Crioulo

 

El doctor Amilcar Texeira confirmó su sospecha mientras comía capucha rica con pulpo encebollado.  Eran como las dos de la mañana y estaba de guardia.  Hacía sus tres comidas allí, en la ventera de Marcelo, en la Rua Primeiro do Maio . Todo era igual, con la excepción de la noticia de su inminente deceso, a causa de un  cáncer pulmonar.  Distinto fue, sin embargo que pidiera una jarra de ponche.  Una mezcla de gruge y miel.

Amilcar  no bebía porque sabía que el alcohol resulta un océano más seductor que el Atlántico para los criollos en ese archipiélago perdido.  Así murió su padre: ahogado.  Es decir, una noche se fue a pescar con más grouge que carnada.  Lo encontraron tres días después al pie del mirador Diogo Gomes . Le faltaban tres dedos y ostentaba un hueco en el lugar del ojo izquierdo, por donde salían centenares de hormigas borrachas, así como un tenue olor a miel.

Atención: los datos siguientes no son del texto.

PR #278, opened 2020-11-20
Cleanup codebase and fix minor bugs and other improvements

sbs2001:
* Move the implementation of the methods for handling etags and different
   file  formats into a separate `helpers.py` module to prevent code duplication

 * Fix bugs in the msr2019 importer.

### DIFF
--- a/vulnerabilities/helpers.py
+++ b/vulnerabilities/helpers.py
@@ -21,9 +21,10 @@
 #  Visit https://github.com/nexB/vulnerablecode/ for support and download.
 
 import json
-import requests
+
 import yaml
-import pytoml as toml
+import requests
+import toml
 
 
 def load_yaml(path):
--- a/vulnerabilities/helpers.py
+++ b/vulnerabilities/helpers.py
@@ -1,0 +1,54 @@
+# Copyright (c) nexB Inc. and others. All rights reserved.
+# http://nexb.com and https://github.com/nexB/vulnerablecode/
+# The VulnerableCode software is licensed under the Apache License version 2.0.
+# Data generated with VulnerableCode require an acknowledgment.
+#
+# You may not use this software except in compliance with the License.
+# You may obtain a copy of the License at: http://apache.org/licenses/LICENSE-2.0
+# Unless required by applicable law or agreed to in writing, software distributed
+# under the License is distributed on an "AS IS" BASIS, WITHOUT WARRANTIES OR
+# CONDITIONS OF ANY KIND, either express or implied. See the License for the
+# specific language governing permissions and limitations under the License.
+#
+# When you publish or redistribute any data created with VulnerableCode or any VulnerableCode
+# derivative work, you must accompany this data with the following acknowledgment:
+#
+#  Generated with VulnerableCode and provided on an "AS IS" BASIS, WITHOUT WARRANTIES
+#  OR CONDITIONS OF ANY KIND, either express or implied. No content created from
+#  VulnerableCode should be considered or used as legal advice. Consult an Attorney
+#  for any legal advice.
+#  VulnerableCode is a free software from nexB Inc. and others.
+#  Visit https://github.com/nexB/vulnerablecode/ for support and download.
+
+import json
+import requests
+import yaml
+import pytoml as toml
+
+
+def load_yaml(path):
+    with open(path) as f:
+        return yaml.safe_load(f)
+
+
+def load_json(path):
+    with open(path) as f:
+        return json.load(f)
+
+
+def load_toml(path):
+    with open(path) as f:
+        return toml.load(f)
+
+
+def create_etag(data_src, url, etag_key):
+    etag = requests.head(url).headers.get(etag_key)
+    if not etag:
+        return True
+
+    elif url in data_src.config.etags:
+        if data_src.config.etags[url] == etag:
+            return False
+
+    data_src.config.etags[url] = etag
+    return True
--- a/vulnerabilities/helpers.py
+++ b/vulnerabilities/helpers.py
@@ -21,6 +21,7 @@
 #  Visit https://github.com/nexB/vulnerablecode/ for support and download.
 
 import json
+import re
 
 import yaml
 import requests
@@ -61,3 +62,6 @@ def create_etag(data_src, url, etag_key):
 
     data_src.config.etags[url] = etag
     return True
+
+
+is_cve = re.compile(r"CVE-\d+-\d+", re.IGNORECASE).match
--- a/vulnerabilities/helpers.py
+++ b/vulnerabilities/helpers.py
@@ -43,6 +43,14 @@ def load_toml(path):
 
 
 def create_etag(data_src, url, etag_key):
+    """
+    Etags are like hashes of web responses. For a data source `data_src`,
+    we maintain (url, etag) mappings in the DB.  `create_etag`  creates
+    (`url`, etag) pair. If a (`url`, etag) already exists then the code
+    skips processing the response further to avoid duplicate work.
+
+    `etag_key` is the name of header which contains the etag for the url.
+    """
     etag = requests.head(url).headers.get(etag_key)
     if not etag:
         return True
--- a/vulnerabilities/importers/alpine_linux.py
+++ b/vulnerabilities/importers/alpine_linux.py
@@ -20,6 +20,7 @@
 #  for any legal advice.
 #  VulnerableCode is a free software code scanning tool from nexB Inc. and others.
 #  Visit https://github.com/nexB/vulnerablecode/ for support and download.
+import logging
 from typing import Any
 from typing import Iterable
 from typing import List
--- a/vulnerabilities/importers/alpine_linux.py
+++ b/vulnerabilities/importers/alpine_linux.py
@@ -20,14 +20,13 @@
 #  for any legal advice.
 #  VulnerableCode is a free software code scanning tool from nexB Inc. and others.
 #  Visit https://github.com/nexB/vulnerablecode/ for support and download.
-import logging
+
 from typing import Any
 from typing import Iterable
 from typing import List
 from typing import Mapping
 from typing import Set
 
-import yaml
 from packageurl import PackageURL
 from schema import Or
 from schema import Regex
@@ -36,6 +35,7 @@ from schema import Schema
 from vulnerabilities.data_source import Advisory
 from vulnerabilities.data_source import GitDataSource
 from vulnerabilities.data_source import Reference
+from vulnerabilities.helpers import load_yaml
 
 
 def validate_schema(advisory_dict):
@@ -91,19 +91,17 @@ class AlpineDataSource(GitDataSource):
     def _process_file(self, path) -> List[Advisory]:
         advisories = []
 
-        with open(path) as f:
-            record = yaml.safe_load(f)
+        record = load_yaml(path)
+        if record["packages"] is None:
+            return advisories
+        validate_schema(record)
 
-            if record["packages"] is None:
-                return advisories
-            validate_schema(record)
-
-            for p in record["packages"]:
-                advisories.extend(
-                    self._load_advisories(
-                        p["pkg"], record["distroversion"], record["reponame"], record["archs"],
-                    )
+        for p in record["packages"]:
+            advisories.extend(
+                self._load_advisories(
+                    p["pkg"], record["distroversion"], record["reponame"], record["archs"],
                 )
+            )
 
         return advisories
 
--- a/vulnerabilities/importers/alpine_linux.py
+++ b/vulnerabilities/importers/alpine_linux.py
@@ -20,7 +20,6 @@
 #  for any legal advice.
 #  VulnerableCode is a free software code scanning tool from nexB Inc. and others.
 #  Visit https://github.com/nexB/vulnerablecode/ for support and download.
-
 from typing import Any
 from typing import Iterable
 from typing import List
--- a/vulnerabilities/importers/debian_oval.py
+++ b/vulnerabilities/importers/debian_oval.py
@@ -57,11 +57,9 @@ class DebianOvalDataSource(OvalDataSource):
         self.pkg_manager_api = DebianVersionAPI()
 
     def _fetch(self):
-        base_url = "https://www.debian.org/security/oval/"
-        file_name = "oval-definitions-{}.xml"
         releases = self.config.releases
         for release in releases:
-            file_url = base_url + file_name.format(release)
+            file_url = f"https://www.debian.org/security/oval/oval-definitions-{release}.xml"
             if not create_etag(data_src=self, url=file_url, etag_key="ETag"):
                 continue
 
--- a/vulnerabilities/importers/debian_oval.py
+++ b/vulnerabilities/importers/debian_oval.py
@@ -35,6 +35,7 @@ import requests
 
 from vulnerabilities.data_source import OvalDataSource, DataSourceConfiguration
 from vulnerabilities.package_managers import DebianVersionAPI
+from vulnerabilities.helpers import create_etag
 
 
 @dataclasses.dataclass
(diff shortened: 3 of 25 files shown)


vulnerabilities/helpers.py
```diff
@@ -0,0 +1,54 @@
...
+#
+#  Generated with VulnerableCode and provided on an "AS IS" BASIS, WITHOUT WARRANTIES
+#  OR CONDITIONS OF ANY KIND, either express or implied. No content created from
+#  VulnerableCode should be considered or used as legal advice. Consult an Attorney
+#  for any legal advice.
+#  VulnerableCode is a free software from nexB Inc. and others.
+#  Visit https://github.com/nexB/vulnerablecode/ for support and download.
+
+import json
+import requests
```
pombredanne, line 24: Do you mind to separate stdlib imports and sort each block?

vulnerabilities/management/commands/import.py
```diff
@@ -102,6 +102,13 @@ def _import_data(self, importers, cutoff_date):
...
-            self.stdout.write(
-                self.style.SUCCESS(f'Successfully imported data from {importer.name}'))
+            try:
+                ImportRunner(importer, batch_size).run(cutoff_date=cutoff_date)
+                self.stdout.write(
+                    self.style.SUCCESS(f'Successfully imported data from {importer.name}'))
+
+            except Exception as e:
+                # TBD
+                self.stdout.write(
```
pombredanne, line 112: IMHO just writing to stdout is not good enough as the likeliness we will ever look at logs is low.
This should be written to the DB instead.

pombredanne (changes requested):
Thanks! Seem my comments inline

vulnerabilities/management/commands/import.py
sbs2001: I am reverting this. This seems out of scope for this PR.

vulnerabilities/helpers.py
sbs2001: Done

vulnerabilities/helpers.py
```diff
@@ -0,0 +1,55 @@
...
+
+import json
+
+import yaml
+import requests
+import toml
+
+
+def load_yaml(path):
+    with open(path) as f:
```
pombredanne, line 31: Just as a FYI, https://pypi.org/project/saneyaml/ is s small library that I pushed to handle safer and saner YAML

vulnerabilities/importers/alpine_linux.py
```diff
@@ -20,6 +20,7 @@
 #  for any legal advice.
 #  VulnerableCode is a free software code scanning tool from nexB Inc. and others.
 #  Visit https://github.com/nexB/vulnerablecode/ for support and download.
+import logging
```
pombredanne, line 23: This seems no longer used
```suggestion
```

pombredanne (changes requested):
There is a minor nit left for your consideration

vulnerabilities/helpers.py
sbs2001: I thought `yaml.safe_load` solved the problem which `saneyaml` was fixing, hence the switch to plain yaml.

vulnerabilities/importers/alpine_linux.py
sbs2001: The irony :)  
Good catch thanks !

vulnerabilities/helpers.py
```diff
@@ -0,0 +1,55 @@
...
+        return json.load(f)
+
+
+def load_toml(path):
+    with open(path) as f:
+        return toml.load(f)
+
+
+def create_etag(data_src, url, etag_key):
+    etag = requests.head(url).headers.get(etag_key)
```
pombredanne, line 46: This is not trivial and a docstring would be welcomed

vulnerabilities/importers/alpine_linux.py
```diff
@@ -90,19 +91,17 @@ def updated_advisories(self) -> Set[Advisory]:
...
 
-            for p in record["packages"]:
-                advisories.extend(
-                    self._load_advisories(
-                        p["pkg"], record["distroversion"], record["reponame"], record["archs"],
-                    )
+        for p in record["packages"]:
+            advisories.extend(
+                self._load_advisories(
+                    p["pkg"], record["distroversion"], record["reponame"], record["archs"],
```
pombredanne, line 102: Using kwargs would be more explicit than plain positional args and would show immediately about how you are mapping the external data to you model. Otherwise, this is harder to read and grok.

vulnerabilities/importers/debian_oval.py
```diff
@@ -52,35 +53,24 @@ def __init__(self, *args, **kwargs):
...
         self.pkg_manager_api = DebianVersionAPI()
 
     def _fetch(self):
-        base_url = 'https://www.debian.org/security/oval/'
-        file_name = 'oval-definitions-{}.xml'
+        base_url = "https://www.debian.org/security/oval/"
+        file_name = "oval-definitions-{}.xml"
         releases = self.config.releases
         for release in releases:
             file_url = base_url + file_name.format(release)
```
pombredanne, line 64: A single format or f-string would be better IMHO

vulnerabilities/importers/debian_oval.py
```diff
@@ -52,35 +53,24 @@ def __init__(self, *args, **kwargs):
         # we could avoid setting translations, and have it
         # set by default in the OvalParser, but we don't yet know
         # whether all OVAL providers use the same format
-        self.translations = {'less than': '<'}
+        self.translations = {"less than": "<"}
         self.pkg_manager_api = DebianVersionAPI()
 
     def _fetch(self):
```
pombredanne, line 59: Why marking it with _? This is a non trivial function that would need testing (and it does much more than just fetching as it is parsing  and returning parts of a PURL

vulnerabilities/importers/npm.py
```diff
@@ -121,7 +121,9 @@ def _versions_to_purls(package_name, versions):
 
 
 def categorize_versions(
-    all_versions: Set[str], aff_version_range: str, fixed_version_range: str,
+    all_versions: Set[str],
+    aff_version_range: str,
```
pombredanne, line 125: aff_version_range is not super obvious as a name

vulnerabilities/importers/project_kb_msr2019.py
```diff
@@ -22,24 +22,24 @@
...
 import csv
 import dataclasses
+import re
 import urllib.request
 
 # Reading CSV file from  a url using `requests` is bit too complicated.
-# Use `urllib.request` for that purpose. Need `requests` because making
-# a HEADER request using `urllib.request` is too complicated.
-import requests
+# Use `urllib.request` for that purpose.
```
pombredanne, line 29: Make this comment block a doctring instead

vulnerabilities/importers/project_kb_msr2019.py
```diff
@@ -80,15 +68,23 @@ def fetch(self):
...
     def to_advisories(csv_reader):
         # Project KB MSR csv file has no header row
-        advsiories = []
+        advisories = []
         for row in csv_reader:
             vuln_id, proj_home, fix_commit, _ = row
             commit_link = proj_home + "/commit/" + fix_commit
-            advsiories.append(
+
+            if re.compile(r"CVE-\d+-\d+").match(vuln_id):
```
pombredanne, line 76: Using this in a loop is likely a bad idea performance and clarity-wise
I would create this instead, likely outside and in a utilities module as this is likely useful in other places:
```
is_cve = re.compile(r"CVE-\d+-\d+", re.IGNORE_CASE).match
```
then use with:
```
if is_cve(vuln_id):
....
```

vulnerabilities/importers/project_kb_msr2019.py
```diff
@@ -80,15 +68,23 @@ def fetch(self):
...
+                reference = Reference(url=commit_link)
+
+            else:
+                reference = Reference(url=commit_link, reference_id=vuln_id)
+                vuln_id = ""
```
pombredanne, line 81: Is this needed?

vulnerabilities/importers/project_kb_msr2019.py
```diff
@@ -80,15 +68,23 @@ def fetch(self):
...
+
+            advisories.append(
                 Advisory(
                     summary="",
```
pombredanne, line 85: Is this needed?

vulnerabilities/importers/project_kb_msr2019.py
```diff
@@ -80,15 +68,23 @@ def fetch(self):
...
                     impacted_package_urls=[],
```
pombredanne, line 86: Is this needed?

vulnerabilities/importers/safety_db.py
```diff
@@ -137,21 +138,11 @@ def updated_advisories(self) -> Set[Advisory]:
...
-                return False
-        self.config.etags[url] = etag
-        return True
-
 
 def categorize_versions(
-    package_name: str, all_versions: Set[str], version_specs: Iterable[str],
+    package_name: str,
+    all_versions: Set[str],
+    version_specs: Iterable[str],
```
pombredanne, line 145: consistency nit: Do we call these specs or ranges?

vulnerabilities/importers/ubuntu.py
```diff
@@ -53,22 +54,22 @@ def __init__(self, *args, **kwargs):
         # we could avoid setting translations, and have it
         # set by default in the OvalParser, but we don't yet know
         # whether all OVAL providers use the same format
-        self.translations = {'less than': '<'}
+        self.translations = {"less than": "<"}
```
pombredanne, line 57: This is duplicated with https://github.com/nexB/vulnerablecode/pull/278/files#diff-616b86ac339cf22cb94532d0b2c631ff58d97935da99e6b9ac8fd95569ab2d50R56

vulnerabilities/importers/safety_db.py
```diff
@@ -92,7 +93,7 @@ def set_api(self, packages):
         asyncio.run(self._versions.load_api(packages))
 
     def _fetch(self) -> Mapping[str, Any]:
-        if self.create_etag(self.config.url):
+        if create_etag(data_src=self, url=self.config.url, etag_key="ETag"):
```
pombredanne, line 96: I am under the impression that fetching and dealing with etags is scattered in many places. Is it?

vulnerabilities/importers/ubuntu.py
```diff
@@ -53,22 +54,22 @@ def __init__(self, *args, **kwargs):
...
         self.pkg_manager_api = LaunchpadVersionAPI()
 
     def _fetch(self):
-        base_url = 'https://people.canonical.com/~ubuntu-security/oval/'
-        file_name = 'com.ubuntu.{}.cve.oval.xml.bz2'
+        base_url = "https://people.canonical.com/~ubuntu-security/oval/"
```
pombredanne, line 61: This seems to be duplicated with https://github.com/nexB/vulnerablecode/pull/278/files#diff-616b86ac339cf22cb94532d0b2c631ff58d97935da99e6b9ac8fd95569ab2d50R59

vulnerabilities/package_managers.py
```diff
@@ -29,6 +29,7 @@
 
 from aiohttp import ClientSession
 from aiohttp.client_exceptions import ClientResponseError
+from aiohttp.client_exceptions import ServerDisconnectedError
```
pombredanne, line 32: Using aiohttp or request or urllib in various places to just fetch does not make sense to me. We should have only one way (one or a few functions) to fetch across the codebase

pombredanne (commented):
Thanks!
See my comments inline FYI.

vulnerabilities/package_managers.py
sbs2001: `aiohttp` is used only for making tons of requests to package managers to fetch  versions. 

Other than that I have tried to use `requests` wherever possible.

vulnerabilities/helpers.py
sbs2001: That makes sense.

vulnerabilities/importers/alpine_linux.py
sbs2001: Didn't saw this, I only wanted to refactor the file loading logic. 

I agree with you, this is ugly code. The name `_load_advisories` doesn't make sense either.

vulnerabilities/importers/debian_oval.py
sbs2001: I've named methods with underscore prefix when they are intended to only be used internally(within only that file)  . 
Atleast that's what I interpret from https://pep8.org/#descriptive-naming-styles

> _single_leading_underscore: weak “internal use” indicator. E.g. from M import * does not import objects whose name starts with an underscore.

re. This is a non trivial function : It's basically downloading new files by leveraging the well tested `create_etag` function. That returning of parts of PURL is make the OvalDataSouce understand how to create PackageURL objects.   I'd call it borderline trivial :) . 

Anyways functions starting with `_`  doesn't mean they don't have tests or trivial, they are just too specialised to be used elsewhere.

Do you want to switch to plain function names ?

vulnerabilities/importers/debian_oval.py
sbs2001: Right

vulnerabilities/importers/npm.py
sbs2001: Not my code, but  I see no problem in the naming.  What could be a better name ? `affected_version_range` ?

vulnerabilities/importers/project_kb_msr2019.py
sbs2001: This is awesome idea !

vulnerabilities/importers/safety_db.py
sbs2001: This PR fixes that

vulnerabilities/importers/ubuntu.py
sbs2001: What's duplicated ? The link is pointing to another unrelated comment.

vulnerabilities/importers/safety_db.py
sbs2001: I'm renaming that to version_ranges. The feeds call it specs, which is probably why we called it specs here.

vulnerabilities/importers/project_kb_msr2019.py
sbs2001: YES . Either the data makes vuln_id some cve or some apache collections id. In the latter case we instead of assigning apache collections id as a vulnerability id we throw it as a reference.

vulnerabilities/package_managers.py
sbs2001: FYI `urllib` is used in msr importer because it is more convenient for downloading and reading csv from memory than `requests` .

vulnerabilities/importers/project_kb_msr2019.py
sbs2001: Done

pombredanne (changes requested):
Here is my feedback.

pombredanne (approved):
LGTM after deeper review. You can merge... there are a few follow up tickets needed for code cleanup and naming updates.

vulnerabilities/importers/alpine_linux.py
sbs2001: yes

vulnerabilities/importers/npm.py
sbs2001: Done

vulnerabilities/importers/openssl.py
```diff
@@ -49,27 +50,13 @@ def updated_advisories(self) -> Set[Advisory]:
         # (url, etag) mappings in the DB. `create_etag`  creates
         # (url, etag) pair. If a (url, etag) already exists then the code
         # skips processing the response further to avoid duplicate work
-        if self.create_etag(self.url):
+        if create_etag(data_src=self, url=self.url, etag_key="ETag"):
```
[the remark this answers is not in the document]
sbs2001: That makes sense. I want to follow the semantics of Django ORM here, does `get_or_create_etag` make more sense ?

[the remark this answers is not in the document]
sbs2001: I just realized  what I just said was stupid :) . `create_etag` makes sense since the function returns True only if the etag is created otherwise that's gonna return Falsie.  It only returns the info required to deduce whether the encountered etag is new or not.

Pero esa noche revisaba por tercera vez su diagnóstico con los ojos vidriosos, con las manos mojadas y untadas de guiso.  Con la camisa pegada  a la espalda. Porque en esa época, Maio y todo Cabo Verde se asfixian en una nube de polvo y ceniza que deja a todo el mundo mustio y pegajoso. Así es el barlovento: se fuma toda la miseria del día y la deja flotar pesadamente sobre el sopor de su noche de trópico seco y sediento.

Imaginaba su muerte cuando sobre el horizonte gris que todavía revolvía el polvo del Sahara y las cenizas de Fogo, se divisó una forma flotando a la distancia.  Los pocos que rondaban la playa a esa hora eran en su mayoría criollos. No había turistas. El montículo se acercó finalmente a la orilla, burlando las olas que en esa época son bocas de ballena.  Era una especie de balsa inflable.  Cuadrada.  De unos cuatro metros de altura y siete de ancho y largo.  Era verde.  Un verde más bien militar.  Un poco gris.  Los criollos casi simultáneamente se frotaron los ojos para cerciorarse de lo que veían.  Los más ebrios se fueron corriendo y fue un surfista danés quien se atrevió acercarse al objeto.  Revisó sus cuatro lados buscando señales.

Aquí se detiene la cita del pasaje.